Data section:

□ □ □ □

PR #4167, opened 2022-03-30
refactor: remove partition key from `ParquetChunk`

crepererum:
The parquet chunk is always wrapped into some higher-level data
structure (e.g. a catalog chunk, a partition, ...) that knows exactly
"where" the chunk is located. There is no need for the parquet chunk to
back-reference container-level attributes. In the contrary:
double-bookkeeping makes the code more complex and costs additional
memory.


tustvold (approved):

NGA-TRAN (commented):
👍  The code clearly shows we do not need it.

□ □ □ □

What the task requires:
Please show the lines in the entries above that hold the string "code".

Output of the task:
double-bookkeeping makes the code more complex and costs additional
👍  The code clearly shows we do not need it.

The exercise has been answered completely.